Data Engineer - Senior

Cummins India Limited

Pune

8-10 Years

Save

Posted 15 hours ago
Be among the first 40 applicants

Early Applicant

Quick Apply

Job Description

Although the role category specified in the GPP is Remote, the requirement is for Hybrid.

Key Responsibilities:

Design and Automation: Deploy distributed systems for ingesting and transforming data from various sources (relational, event-based, unstructured).
Data Quality and Integrity: Implement frameworks to monitor and troubleshoot data quality and integrity issues.
Data Governance: Establish processes for managing metadata, access, and retention for internal and external users.
Data Pipelines: Build reliable, efficient, scalable, and quality data pipelines with monitoring and alert mechanisms using ETL/ELT tools or scripting languages.
Database Structure: Design and implement physical data models to optimize database performance through efficient indexing and table relationships.
Optimization and Troubleshooting: Optimize, test, and troubleshoot data pipelines.
Large Scale Solutions: Develop and operate large-scale data storage and processing solutions using distributed and cloud-based platforms (e.g., Data Lakes, Hadoop, Hbase, Cassandra, MongoDB, Accumulo, DynamoDB).
Automation: Use modern tools and techniques to automate common, repeatable, and tedious data preparation and integration tasks.
Infrastructure Renovation: Renovate data management infrastructure to drive automation in data integration and management.
Agile Development: Ensure the success of critical analytics initiatives using agile development technologies such as DevOps, Scrum, Kanban.
Team Development: Coach and develop less experienced team members.

External Qualifications and Competencies

Qualifications:

College, university, or equivalent degree in a relevant technical discipline, or equivalent experience required. Licensing may be required for compliance with export controls or sanctions regulations.

Competencies:

System Requirements Engineering: Translate stakeholder needs into verifiable requirements; establish acceptance criteria; track requirements status; assess impact of changes.
Collaboration: Build partnerships and work collaboratively to meet shared objectives.
Communication: Develop and deliver communications that convey a clear understanding of the unique needs of different audiences.
Customer Focus: Build strong customer relationships and deliver customer-centric solutions.
Decision Quality: Make good and timely decisions to keep the organization moving forward.
Data Extraction: Perform ETL activities from various sources using appropriate tools and technologies.
Programming: Create, write, and test computer code, test scripts, and build scripts to meet business, technical, security, governance, and compliance requirements.
Quality Assurance Metrics: Apply measurement science to assess solution outcomes using ITOM, SDLC standards, tools, metrics, and KPIs.
Solution Documentation: Document information and solutions to enable improved productivity and effective knowledge transfer.
Solution Validation Testing: Validate configuration item changes or solutions using SDLC standards, tools, and metrics.
Data Quality: Identify, understand, and correct data flaws to support effective information governance.
Problem Solving: Solve problems using systematic analysis processes; implement robust, data-based solutions; prevent problem recurrence.
Values Differences: Recognize the value of different perspectives and cultures.

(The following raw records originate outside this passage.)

PR #439, opened 2019-08-17
Improvement JavaVersion get method

Stzx:
When nom is null, return directly without unnecessary judgment.

### DIFF
--- a/src/main/java/org/apache/commons/lang3/JavaVersion.java
+++ b/src/main/java/org/apache/commons/lang3/JavaVersion.java
@@ -194,7 +194,9 @@ public enum JavaVersion {
      * version is unknown
      */
     static JavaVersion get(final String nom) {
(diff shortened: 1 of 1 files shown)


kinow:
And I think this is such a small change that it may not require a JIRA/changelog?

Stzx:
I also think this is a small change, so it was not created in JIRA.

Stzx:
@kinow I want to know what conditions are required to merge PR?

kinow:
Hi @Stzx, no other I believe. But as there are other commons developers, it is common to wait a few hours/days so others can have a look too. If there are no objections here I will merge it Sunday/Monday (NZ time) when I should have time to triage some issues and look at the PR's again :+1:

Stzx:
@kinow Thank you for your answer. 👍

PR #440, opened 2019-08-19
Fix static code issues

ham1:
A few changes based upon static analysis issues.

### DIFF
--- a/RELEASE-NOTES.txt
+++ b/RELEASE-NOTES.txt
@@ -107,7 +107,7 @@ Changes in this version include:
 
 New features:
 o LANG-1352: EnumUtils.getEnumIgnoreCase and isValidEnumIgnoreCase methods added Thanks to Ruslan Sibgatullin.
-o LANG-1372: Add ToStringSummary annotation Thanks to Sérgio Ozaki.
+o LANG-1372: Add ToStringSummary annotation Thanks to SÃ©rgio Ozaki.
 o LANG-1356: Add bypass option for classes to recursive and reflective EqualsBuilder Thanks to Yathos UG.
 o LANG-1391: Improve Javadoc for StringUtils.isAnyEmpty(null) Thanks to Sauro Matulli, Oleg Chubaryov.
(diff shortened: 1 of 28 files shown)


src/main/java/org/apache/commons/lang3/StringUtils.java
```diff
@@ -6378,8 +6378,8 @@ private static String replace(final String text, String searchString, final Stri
          }
          final int replLength = searchString.length();
          int increase = replacement.length() - replLength;
-         increase = increase < 0 ? 0 : increase;
-         increase *= max < 0 ? 16 : max > 64 ? 64 : max;
+         increase = Math.max(increase, 0);
+         increase *= Math.min(max, 0);
```
garydgregory: How can this be correct when the bounds above are 16 and 64?

ham1: That is a very good spot, not sure what happened here. I've fixed it now. Interesting that no tests picked it up.

RELEASE-NOTES.txt
```diff
@@ -983,7 +983,7 @@ o LANG-462:  FastDateFormat supports parse methods.
 BUG FIXES
 ===========
 
-o LANG-932:  Spelling fixes. Thanks to Ville Skytt�.
+o LANG-932:  Spelling fixes. Thanks to Ville Skyttä.
```
kinow: Interesting issue with these special characters. But I think this file is generated automatically by a script during release, so it may be overridden later I guess? Someone else more familiar with the release process of lang can comment here I think

Stzx: I checked it and found that it should be because the project default encoding is ISO-8859-1. Github seems to use UTF-8 encoding by default to read the content and cause garbled characters.

jochenw:
I'd be ready to accept these one by one, but not 15 files in one go.

ham1:
Could you explain your rational and what should I do differently next time to make the review easier?

This PR is 86 lines of changes broken down into differet commits for each type of change. Should I create a PR for each file or each commit?

PR #441, opened 2019-08-20
[LANG-1475] Fix unwrap StringIndexOutOfBoundsException

Stzx:
When the string length is shorter than two, it should be returned directly without operation.

### DIFF
--- a/src/changes/changes.xml
+++ b/src/changes/changes.xml
@@ -54,6 +54,7 @@ The <action> type attribute can be add,update,fix,remove.
     <action issue="LANG-1467" type="add" dev="ggregory">Add zero arg constructor for org.apache.commons.lang3.NotImplementedException.</action>
     <action issue="LANG-1470" type="add" dev="ggregory">Add ArrayUtils.addFirst() methods.</action>
     <action issue="LANG-1437" type="update" dev="ggregory" due-to="Andrei Troie">Remove redundant if statements in join methods #411.</action>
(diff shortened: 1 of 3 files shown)


Stzx:
It seems that the file I did not modify caused the build to fail. 😂

```
[ERROR] src/main/java/org/apache/commons/lang3/Range.java:[29] (regexp) RegexpSingleline: Line has trailing spaces.
[ERROR] src/main/java/org/apache/commons/lang3/Range.java:[30] (regexp) RegexpSingleline: Line has trailing spaces.
```

src/changes/changes.xml
```diff
@@ -61,6 +61,7 @@ The <action> type attribute can be add,update,fix,remove.
     <action                   type="update" dev="ggregory">checkstyle.version 8.18 -> 8.23.</action>
     <action                   type="update" dev="ggregory">junit-jupiter 5.5.0 -> 5.5.1.</action>
     <action issue="LANG-1477" type="add" dev="jochen">Added Functions.as*, and tests thereof, as suggested by Peter Verhas</action>
+    <action issue="LANG-1475" type="fix" dev="stzx">StringUtils.unwrap incorrect throw StringIndexOutOfBoundsException.</action>
```
kinow: Normally the `dev` is a committer, and `due-to` is the PR contributor name/alias. But I will amend this manually in my working copy while merging :+1:

Stzx: Ok, thank you for your work for this.👍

Additional Responsibilities Unique to this Position

Skills:

ETL/Data Engineering Solution Design and Architecture: Expert level.
SQL and Data Modeling: Expert level (ER Modeling and Dimensional Modeling).
Team Leadership: Ability to lead a team of data engineers.
MSBI (SSIS, SSAS): Experience required.
Databricks (Pyspark) and Python: Experience required.
Additional Skills: Snowflake, Power BI, Neo4j (good to have).
Communication: Good communication skills.

Preferred Experience:

8+ years of overall experience.
5+ years of relevant experience in data engineering.
Knowledge of the latest technologies and trends in data engineering.
Technologies: Familiarity with analyzing complex business systems, industry requirements, and data regulations.
Big Data Platform: Design and development using open source and third-party tools.
Tools: SPARK, Scala/Java, Map-Reduce, Hive, Hbase, Kafka.
SQL: Proficiency in SQL query language.
Cloud-Based Implementation: Experience with clustered compute cloud-based implementations.
Large File Movement: Experience developing applications requiring large file movement for cloud environments.
Analytical Solutions: Experience in building analytical solutions.
IoT Technology: Intermediate experience preferred.
Agile Software Development: Intermediate experience preferred.